Well that is a whack of wood to cut in a year! Used behind something heavier than an atv I think those trailers are pretty good. $11k divided by 200 cords is still $55/cord but it does sound good, being able to move logs that easy. There are certainly worse things to spend money on thats for sure! And I guess when you figure what it would cost to heat all those buildings without wood then $11k isn't that much.


----------



## windthrown (Mar 11, 2009)

Ba ha ha ha! Now we are up to $26k for a used Bobcat? $35k new? 

Man, get a real 4WD tractor for that kind of money. A good L series Kubota or a JD with a roll cage and a bucket and tooth bar and fork lift brackets. I did a lot of logging and clearing with a Kubota 4WD. Dragging trees, knocking over snags, loading and such. Then put a tooth bar on the bucket and rip up the blackberries, grade and rock roads, dig and place culverts, etc. 

You need bigger size with logging. A little Bobcat is good for building houses with and loading in a factory and in tight situations. Out in the woods I want a larger tool to do the job. And at that price for a Bobcat, holy :censored:!!! I can hear the JD and Kubota tractors calling to me.


----------



## windthrown (Mar 11, 2009)

*$15k gets you this...*

This is on CL today, $15k. 50HP L series Kubota with a box scraper and a bucket setup. Good hauling and loading ability. I used one of these and a larger M series Kubota to manage a 105 acre sheep ranch and 85 acre timber stand with. It did the job and then some. For logging the smaller L series 4WD did the job, as well as grading the roads in and out of the areas that we were falling logs and thinning. It was hard on my knees after a few hours of operating. But that thing can haul a lot w/o a trailer rig. Just drag them with chains. 

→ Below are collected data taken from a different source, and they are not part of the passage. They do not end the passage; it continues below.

PR #1125, opened 2022-06-30
gtest: Add capability to check actors balances

shamilsan:
- Added methods to `gtest::Program` and `gtest::System` for adding value and getting balance.
- Fixed value processing in `gtest`.
- Added a `piggy-bank` example to test the value movement.
- Minor refactoring.

Using example: https://github.com/gear-tech/gear/pull/1125/files#diff-ff8da23646ffba628a78b81a75f0ebdf5c1cb5489ad431aee84613408e0ea8a4R505

**Release Notes:** ...

@gear-tech/dev

### DIFF
--- a/examples/piggy-bank/src/lib.rs
+++ b/examples/piggy-bank/src/lib.rs
@@ -1,0 +1,19 @@
+#![no_std]
+
+use gstd::{debug, exec, msg};
+
+#[no_mangle]
+unsafe extern "C" fn handle() {
+    match &msg::load_bytes()[..] {
+        b"insert" => debug!(
+            "inserted: {}, total: {}",
+            msg::value(),
+            exec::value_available()
+        ),
+        b"smash" => {
+            debug!("smashing, total: {}", exec::value_available());
+            msg::send_bytes(msg::source(), b"send", exec::value_available()).unwrap();
+        }
+        _ => (),
+    }
+}
--- a/examples/piggy-bank/src/lib.rs
+++ b/examples/piggy-bank/src/lib.rs
@@ -4,16 +4,11 @@ use gstd::{debug, exec, msg};
 
 #[no_mangle]
 unsafe extern "C" fn handle() {
-    match &msg::load_bytes()[..] {
-        b"insert" => debug!(
-            "inserted: {}, total: {}",
-            msg::value(),
-            exec::value_available()
-        ),
-        b"smash" => {
-            debug!("smashing, total: {}", exec::value_available());
-            msg::send_bytes(msg::source(), b"send", exec::value_available()).unwrap();
-        }
-        _ => (),
+    let available_value = exec::value_available();
+    debug!("inserted: {}, total: {}", msg::value(), available_value);
+
+    if msg::load_bytes() == b"smash" {
+        debug!("smashing, total: {}", available_value);
+        msg::reply_bytes(b"send", available_value).unwrap();
     }
 }
--- a/gtest/src/manager.rs
+++ b/gtest/src/manager.rs
@@ -49,6 +49,7 @@ pub(crate) enum Actor {
     // Contract: program is always `Some`, option is used to take ownership
     Uninitialized(Option<MessageId>, Option<Program>),
     Dormant,
+    User,
 }
 
 impl Actor {
@@ -246,7 +247,7 @@ impl ExtManager {
 
         self.gas_limits.insert(dispatch.id(), dispatch.gas_limit());
 
-        if self.actors.contains_key(&dispatch.destination()) {
+        if !self.is_user(&dispatch.destination()) {
             self.dispatches.push_back(dispatch.into_stored());
         } else {
             let message = dispatch.into_parts().1.into_stored();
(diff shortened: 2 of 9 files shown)


examples/piggy-bank/src/lib.rs
```diff
@@ -0,0 +1,19 @@
+#![no_std]
+
+use gstd::{debug, exec, msg};
+
+#[no_mangle]
+unsafe extern "C" fn handle() {
```
breathx, line 6: `let value_available = exec::value_available()` and reuse it to avoid excess sys calls usage - it's cheaper

examples/piggy-bank/src/lib.rs
```diff
@@ -0,0 +1,19 @@
...
+    match &msg::load_bytes()[..] {
+        b"insert" => debug!(
+            "inserted: {}, total: {}",
+            msg::value(),
+            exec::value_available()
+        ),
+        b"smash" => {
+            debug!("smashing, total: {}", exec::value_available());
+            msg::send_bytes(msg::source(), b"send", exec::value_available()).unwrap();
```
breathx, line 15:
```suggestion
            msg::reply_bytes("send", exec::value_available()).unwrap();
```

http://portland.craigslist.org/clk/grd/1064896212.html


----------



## sneno77 (Mar 11, 2009)

Wow...definately some cool tools/ideas out there. I love the Kubota stuff, but that Toolcat is pretty sweet. The main reason I wanted something smaller is to manuver around in crowded timber and navigate roads/trails that may not be accessable to full sized vehicles/equipment. My FIL has a new 50+ hp Kubota tractor w/ the Farmi wench, brush grapple, and other acc. It's definately very handy around the house, but taking it up into the woods isn't too practical. Thanks for all the thoughts and ideas on my quest to make my wood gathering more efficient.:greenchainsaw:


----------



## milkie62 (Mar 12, 2009)

I am using a 1980 Kubota L305 4wd and loader.The engine is only 79 ci and in the low 20 hp range.My trailer is 46"x84" long with 18" sides.The tractor weighs around 2000 lbs plus loaded rears.This setup is fine for level and small grades but I need to drop it down to granny gear to get up one steep hill on my property.This tractor is equal in size to a Ford 8n but with alot less power.I think an ideal woodlot tractor would be around a 125 ci 4wd tractor that weighed about 3000lb before loading the tires


----------



## windthrown (Mar 12, 2009)

sneno77 said:


> Wow...definately some cool tools/ideas out there. I love the Kubota stuff, but that Toolcat is pretty sweet. The main reason I wanted something smaller is to manuver around in crowded timber and navigate roads/trails that may not be accessable to full sized vehicles/equipment. My FIL has a new 50+ hp Kubota tractor w/ the Farmi wench, brush grapple, and other acc. It's definately very handy around the house, but taking it up into the woods isn't too practical. Thanks for all the thoughts and ideas on my quest to make my wood gathering more efficient.:greenchainsaw:



Well, one huge difference I see between the Bobcat and the Kubota is ground clearance. Having run over many many many many stumps and sworn many times after not seeing them all, I would recommend something with more than the Bobcat has. Small tires, low clearance... means trouble in the woods.


----------



## IndyIan (Mar 12, 2009)

I agree with windthrown, the toolcat is neat but too much weight with not enough tire for woods adventures. 
What do real skidders run for tire pressures? 10-8 psi? probably even less. I run like 3.5 psi or less on my atv. Sometimes the tires look pretty funny but they stay on the rim and I'm not going fast. 
A kubota like the one shown with a logging winch is a pretty good substitute for a skidder for personal use. I'd get something like that with a wagon frame and then you can haul a few tons at a time.
Ian


----------



## sawinredneck (Mar 12, 2009)

Well this has been interesting?:help:

It seems you are not afraid of spending money to get the "right equipment. So how about a completly differnet idea?
My scnario: I cut 100 miles from home, I have an F150 and a 16" trailer. I have worn out more help than you can imagine! I have 80 acres of heavily wooded Oak that we carried out by hand. I needed to be able to do this by myself and CAN NOT leave ANYTHING out there! If they can't steal it, they would destroy it!
My solution came increadibly easy!!

http://www.arboristsite.com/attachment.php?attachmentid=92620&stc=1&d=1236880305

And does what I need VERY well!
http://www.arboristsite.com/attachment.php?attachmentid=92621&stc=1&d=1236880434

This was a used machine, 1400 hrs (I can work on it) with the bucket and grapple $4250 delivered to my door.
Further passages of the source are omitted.